On that trip to France when my son was little, we went to Giverny to see Monet’s house and we dragged him around the Louvre in a pram. We also rented a farmhouse in the south of France that was surrounded by vineyards. One morning a big blue grape harvester came through the rows of vines and pulling the ripe grapes in its jaws. My son was fascinated. For him, it was the highlight of the trip.
And who is to say that I was wrong?
THE WEEK IN CULTURE
Donald Trump prepared to surrender in Manhattan next week in the first US indictment against a former president, and police braced for protests.
Manhattan District Attorney Alvin Bragg resurrected Trump’s case by turning a skeptic into his office and adding a veteran lawyer to lead the investigation.
Trump’s Republican rivals avoided attacking him.
Some former Trump voters said it was time to move on from the search for a 2024 presidential candidate.
A deadly storm system spawned tornadoes across the United States, wreaking destruction from Wisconsin to Texas. At least six people died.

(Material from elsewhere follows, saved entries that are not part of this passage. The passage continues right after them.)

PR #1733, opened 2026-09-05
fix(routing): stop retrying provider refusals that cannot change

WingedGuardian:
## What was wrong

A 403 meaning *"your account tier may not use this model"* was classified as an
exhausted quota. The vendor message names the plan or subscription you would
need — and `subscription`, `plan` and `limit` are all members of
`_QUOTA_KEYWORDS`, so the quota arm won.

That matters because `QUOTA_EXHAUSTED` was not in the router's fail-fast set.
The router waited and re-asked, with backoff, on a refusal whose answer could
not change — spending the chain's aggregate `max_total_s` on a provider that
could never answer, so a walk could run out of budget before reaching a
provider that works.

`circuit_breaker.record_probe_success`'s docstring has named this exact
provider and error since 2026-08-27. #1563 fixed the probe-healing half; this
is the classification half.

## What changed

`ErrorCategory.NOT_ENTITLED`, matched ahead of the quota keywords. It takes one
behaviour from each neighbour, because neither alone is right:

| axis | `QUOTA_EXHAUSTED` | `PERMANENT` | `NOT_ENTITLED` |
|---|---|---|---|
| router fail-fast | no — retries | yes | **yes** |
| breaker open cap | 4h | 30m | **4h** |

**The class, not the instance.** Review found the first draft fixed one member
of a defect class and left the other live: `QUOTA_EXHAUSTED` had the identical
problem for the identical reason, so it now fails fast too. The old split was
inverted — `RATE_LIMITED`, the one 4xx that genuinely *might* clear inside a
backoff, already failed fast, while a spent allowance, which cannot, was
retried. It matters more than one provider, because such a limit is usually
account-global: a single walk could pay the wait once per chain member.

The two categories stay distinct on every reporting surface. Only the retry
behaviour is shared.

## Measured

Before the change, from `activity_log.latency_ms` (which times the whole
`_call_with_retry`, so it *is* the retry burn):

| refusal | n | avg | max |
|---|---|---|---|
| entitlement 403 | 15 | 11.9s | 19.2s |
| quota 403 | 22 | 4.1–6.8s | 16.9s |

…against a 180–600s aggregate budget.

Classification measured **both directions** over 1,093 real error messages:
15 fire, all genuine entitlement denials (zero false positives), and the one
403 that does *not* fire is a real quota refusal that correctly keeps its own
category. That corpus has a retention window, so the denominator is not
reproducible later.

## Verification

- 235 targeted tests green; ruff and all four CI-reproducible guards clean.
- **Four mutation controls**, one per guard, each restored by hash. One of them
  replays a mutation the reviewer used to prove a test was claiming a guard it
  did not provide — it passed silently then, and fails now.
- **Live E2E** against the real API.
- **Runtime-context check** — the assumption that could have made this inert:
  verified that the client library surfaces this as an `APIError` carrying
  `status_code == 403`, which the delegate's generic handler passes through, so
  the 403-gated branch is genuinely reachable in production rather than only on
  a raw HTTP body.

## Regression marker

Checkable one day after deploy: `activity_log.latency_ms` for the affected
providers should fall from seconds to sub-second, and their breaker
`trip_count` should stop climbing. If those latencies persist, the fail-fast
wiring is not being reached and the diagnosis is wrong.

## Not in scope

Terminal-state semantics (chain removal, a category-aware operator alert)
are not here, so that follow-up stays open. Operator-facing surfaces still
branch on the literal `quota_exhausted` and will render the generic
"provider down" text for a `NOT_ENTITLED` breaker — nothing breaks, both are
fall-through chains, but the distinction does not yet reach the dashboard.

Ledger: 998c59178aa843528c81e32f748aa829

## Summary by CodeRabbit

- **Bug Fixes**
  - Improved provider failover for entitlement-related and exhausted-quota errors by avoiding unnecessary retries.
  - Distinguished entitlement-related access denials from quota exhaustion and other permanent failures.
  - Extended circuit-breaker protection for entitlement and quota failures.
  - Improved exhaustion reporting with clearer provider status, attempt counts, and routing-chain details.
- **Tests**
  - Added coverage for failover, error classification, circuit-breaker behavior, and exhaustion reporting.

---

E2E: after deploy, exercise a call site whose chain carries `mistral-large-free` and confirm in `activity_log` that the 403 is recorded as `not_entitled` after a single attempt, rather than as a retried `quota_exhausted` — the whole point of the reclassification is the attempt count, not the label.

### DIFF
--- a/CHANGELOG.md
+++ b/CHANGELOG.md
@@ -9,6 +9,29 @@ Versioning follows Genesis release stages (v3.0a → v3.0b → v3.1 → v4.0a…
 
 ## [Unreleased]
 
+### Fixed
+
+- **A model your account tier cannot use no longer stalls the fallback chain.**
+  When a provider refuses a call because the plan does not include that model,
+  the refusal arrives as an HTTP 403 whose message names the plan or subscription
+  you would need. Those are the same words a genuine "you have used up your
+  allowance" message uses, so the router read the refusal as an exhausted quota
+  and did what that calls for: waited, and tried the same provider again. Since
+  the answer can never change, that wait was spent against the chain's overall
+  time budget for nothing — measured at several seconds on each attempt.
+
+  Entitlement refusals are now recognised on their own terms. The router gives up
+  on that provider immediately and moves to the next one in the chain, and the
+  provider is held out of rotation on the long window rather than being re-tried
+  every half hour.
+
+  The same correction is applied to an exhausted allowance, which had the same
+  problem for the same reason: a spent quota is a billing state, so waiting a
+  few seconds cannot change it either, and the limit usually applies to the
+  whole account rather than one model — so a single walk could pay that wait
+  once per provider it tried. Both now behave the way a rate-limit already did,
+  which is to stop asking and move on.
+
 ### Changed
 
 - **A review comment on documentation no longer blocks a merge.** The pre-merge
--- a/CHANGELOG.md
+++ b/CHANGELOG.md
@@ -21,9 +21,12 @@ Versioning follows Genesis release stages (v3.0a → v3.0b → v3.1 → v4.0a…
   time budget for nothing — measured at several seconds on each attempt.
 
   Entitlement refusals are now recognised on their own terms. The router gives up
-  on that provider immediately and moves to the next one in the chain, and the
-  provider is held out of rotation on the long window rather than being re-tried
-  every half hour.
+  on that provider immediately and moves to the next one in the chain, and a
+  provider that keeps refusing escalates onto the longer hold-out window instead
+  of levelling off at half an hour. To be exact about what that is worth: the
+  hold-out is identical to the existing one for the first four trips and only
+  pulls ahead during a sustained outage, so the gain is in not re-probing a
+  provider that has been dead for hours — not in the first few minutes.
 
   The same correction is applied to an exhausted allowance, which had the same
   problem for the same reason: a spent quota is a billing state, so waiting a
--- a/docs/architecture/CURRENT.md
+++ b/docs/architecture/CURRENT.md
@@ -1707,7 +1707,7 @@ verified: ee9ebf85c 2026-09-05
   like from outside. The 403-on-use half of that is now classified in its own
   right: `NOT_ENTITLED` (`retry.py` `_ENTITLEMENT_MARKERS`, checked BEFORE
   `_QUOTA_KEYWORDS` because an entitlement message names the plan/tier/
-  subscription it lacks and three of those words are quota keywords). It takes
+  subscription it lacks, and two of those words are themselves quota keywords). It takes
   one behaviour from each neighbour — fail-fast like PERMANENT, so a dead
   provider cannot spend the chain's aggregate `max_total_s` before the walk
   reaches a working one; the 4h cap like QUOTA_EXHAUSTED, since an entitlement
--- a/docs/architecture/CURRENT.md
+++ b/docs/architecture/CURRENT.md
@@ -1649,21 +1649,37 @@ How every LLM call picks a provider, and the registry for non-LLM tools.
 ```yaml subsystem-map
 entry: routing-providers
 modules: [routing, providers]
-verified: b8232425 2026-09-02
+verified: df6605eda 2026-09-05
 ```
 
 - **routing/**: `config/model_routing.yaml` defines ~54 numbered call sites,
   each a free-first → paid-last chain; `never_pays` sites are filtered to
   free-only. Per-provider circuit breaker (3 failures, exponential backoff
-  capped 30 min — 4h for QUOTA_EXHAUSTED; 429 = backpressure, NOT a breaker
-  failure; state persisted cross-process to
+  capped 30 min — 4h for QUOTA_EXHAUSTED and NOT_ENTITLED; 429 = backpressure,
+  NOT a breaker failure; state persisted cross-process to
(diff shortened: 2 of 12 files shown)


WingedGuardian:
@codex review

WingedGuardian:

Notes (non-blocking):
- All 4 modified `src/genesis/routing/*.py` files have corresponding test additions in this same PR (test_circuit_breaker.py, test_retry.py, test_router.py) — good coverage.
- Commit/PR title carries the correct `fix(routing):` conventional prefix.
- No secrets, private IPs, credentials, or PII-related wording found in code or changelog/PR text; vendor error bodies (Mistral/OpenRouter) and model names in test fixtures are not sensitive.

VERDICT: PASS



---

WingedGuardian:
@codex review

WingedGuardian:
@codex review

WingedGuardian:
@codex review

WingedGuardian:
@codex review

WingedGuardian:
## Cross-model review (GLM-5.3) — findings and dispositions

GitHub Codex is quota-capped (it answered `@codex review` with an explicit usage-limits
message), so this went to the install's approved fallback reviewer with per-use
authorization. Two independent runs landed against head `612ea18`; both are recorded.
They agree on the core findings, and each was re-derived from source before being acted
on — a review finding is a hypothesis, not a fact.

### P2 — `NOT_ENTITLED` rendered as a provider outage · **FIXED (as a class)**

The alert builder special-cased one category. A `NOT_ENTITLED` breaker fell to the
generic arm, so the attention strip said **"Mistral down (circuit breaker open)"** and
the overview said **"API down"**.

The sharp part: the identical 403 rendered **"credits depleted"** *before* this branch,
because its body matched `_QUOTA_KEYWORDS`. So the change made operator diagnosis worse
on its own motivating scenario — sending the operator to check a provider that is
perfectly healthy, for an account-tier fact only they can fix.

Fixed as a class, because "add a label for `not_entitled`" leaves the next category to
repeat it:

- `_CB_ALERT_BY_CATEGORY` + `_CB_GENERIC` are now the single source of truth and are
  **exhaustive over `ErrorCategory` by contract**. A category that genuinely reads as an
  outage is *listed* as generic rather than omitted, so the set is auditable.
- `overview.html` carried its **own copy** of the mapping (`cb_reason === 'quota_exhausted'
  ? … : 'API down'`) — a second decision no Python test could reach. The backend now emits
  `cb_label` and the template renders it. The duplicate is deleted, not corrected.
- `test_every_error_category_has_an_operator_label` fails when a member is in **neither**
  table. **Mutation-verified:** adding a `REGION_BLOCKED` member and touching nothing else
  turns it RED with the fix named in the failure message.

### P3 — the long-window claim was overstated · **CLAIM FIXED, mechanism untouched**

`_effective_open_duration()` is `min(open_duration_s * 2**(trip-1), cap)`, and every
provider sets `open_duration_s: 120`:

```
long cap   [120, 240, 480, 960, 1920, 3840, 7680, 14400]
short cap  [120, 240, 480, 960, 1800, 1800, 1800, 1800]
```

**Identical for trips 1-4.** They diverge at trip 5 and reach the nominal 8× only at
trip 8 — roughly 4.2h into a continuous outage. `load_state` also caps `trip_count` at 3
on restart, so any deploy resets to the shared part of the curve.

The long cap is a *saturation* property, not a first-failure one. `types.py` and the
CHANGELOG now carry both curves and say so, instead of implying a 4h hold from the first
refusal. The restart cap is pre-existing (`QUOTA_EXHAUSTED` had it) and changing breaker
escalation is not a safe trade hours before a release cut.

### P2 — `_QUOTA_KEYWORDS` contains the bare word `"limit"` · **DEFERRED, deliberately**

A resettable 403 (`"Usage limit exceeded — resets in 60s"`) classifies `QUOTA_EXHAUSTED`,
so it now fails fast with no retry and accrues breaker failures toward the long cap for
something that clears in a minute. The measured `n=22` justification covers OpenRouter's
hard `"Key limit exceeded (total limit)"`; there is **no equivalent measurement for the
quota vocabulary itself**, which is what now gates the no-retry decision. `CallResult.retry_after_s`
already exists and would disambiguate — and is ignored.

Not fixed here: consuming `retry_after_s` changes routing behaviour for every provider,
and the triggering vendor behaviour is inferred rather than observed (the reviewer rated
it MEDIUM and could not settle from the tree whether any configured provider returns 403
for a short window). Shipping a behaviour change on an unmeasured premise before a
release cut is the wrong direction. Tracked for post-release.

### P3 — inferred entitlement markers · **DOC-ACCEPT**

`"not authorized"` / `"permission_denied"` move previously-`PERMANENT` 403s onto the long
cap. Already labelled INFERRED in-code with the over-capture called out. Per the corrected
P3 above, the practical difference across the first four trips is nil, which materially
shrinks this finding's cost.

---

**Verified clean by the reviewer:** no exhaustive dispatch on `ErrorCategory` anywhere in
`src/`; the `load_state` `ValueError` guard handles a rollback reading `not_entitled`;
exactly one fail-fast set exists; the new router tests bite (with `max_retries=1` the
pre-change code produced 2 attempts where the assertions pin 1).

**Tests:** 141 passed across `test_api_keys` (24), `test_circuit_breaker`, `test_retry`,
`test_router`, plus 11 dashboard tests touching the template. `ruff` clean.

**Residual:** the Alpine change is verified by the Python-side label contract and existing
dashboard tests; the overview tab was not rendered in a browser to confirm the `cb_label`
binding visually.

Russian troops captured criminals as they were retreating from a Ukrainian city and took some of them on an odyssey through five prisons and five countries.
🍿 “Tetris” (available now) and “The Super Mario Bros. Movie” (Friday): Just a few weeks after the season finale of HBO’s hit series “The Last of Us” and we find ourselves with two back-to-back weekends of ’80s video game adaptations: Apple TV+’s “Tetris” and the highly anticipated remake. big screen animation of “It’s Me, Mario!” Perhaps the industry is finally realizing that because games are many things, their adaptations can be anything (a post-apocalypse zombie series, a Cold War comedy-drama, a goofy family movie).
📚 “Finding Me” (Tuesday): This year, Viola Davis became one of the rare artists to earn an EGOT, having won an Emmy, a Grammy, an Oscar, and a Tony. She joined the club by winning a Grammy for narrating her best-selling memoir. She can get that audiobook or wait for the paperback, available this week.
I’m a strong advocate of eggs for dinner, especially when paired with rich beans and a spicy sauce, like in the classic huevos rancheros. But of course you could do the Kay Chun one. mostly savory version of the dish at any time of the day, and with remarkable ease.
showcase: The KRB interior decoration store in Manhattan is part store and part workshop for experiments in mixing objects of different quality and provenance.
Super Bloom: 10 places to see flowers in the West right now.
Have a date: Looking for romance? Try moving abroad.
Avoid the scale: Three ways to know how fit you are.
Run better: Use your diaphragm to breathe.
Shoulder pads: A resurgence is coming.
WIRE CUTTER TIP
Raise the Easter basket
Easter morning is only a week away, and if you’re gathering treats for the kids, Wirecutter has ideas. There are sweets, of course; we’re partial to Cadbury Mini Eggs, Jelly Bellies and seasonal treats from See’s. Simple spring toys like bubbles, sidewalk chalk, and jump ropes are classics. We also like to anchor a basket with a special book, stuffed animal, or toy—a sweet Folkmanis hand puppet and a white Lego rabbit are new favorites. Looking for a basket? Instead of a junky version that will end up in the landfill, a nice duffel bag or inexpensive plastic beach bucket can do a great job of substituting.. —Kalee Thompson
NCAA Women’s Basketball Championship: Iowa defeated South Carolina last night, 77-73, ending the Gamecocks’ perfect season behind another remarkable game from Caitlin Clark, who scored 41 points. The Hawkeyes will play Louisiana State, which beat Virginia Tech. The Tigers have come a long way in just two years under coach Kim Mulkey. It helps to have Angel Reese, a star forward whose 33 double-doubles this season tied an NCAA record. Tomorrow at 3:30 pm ET on ABC.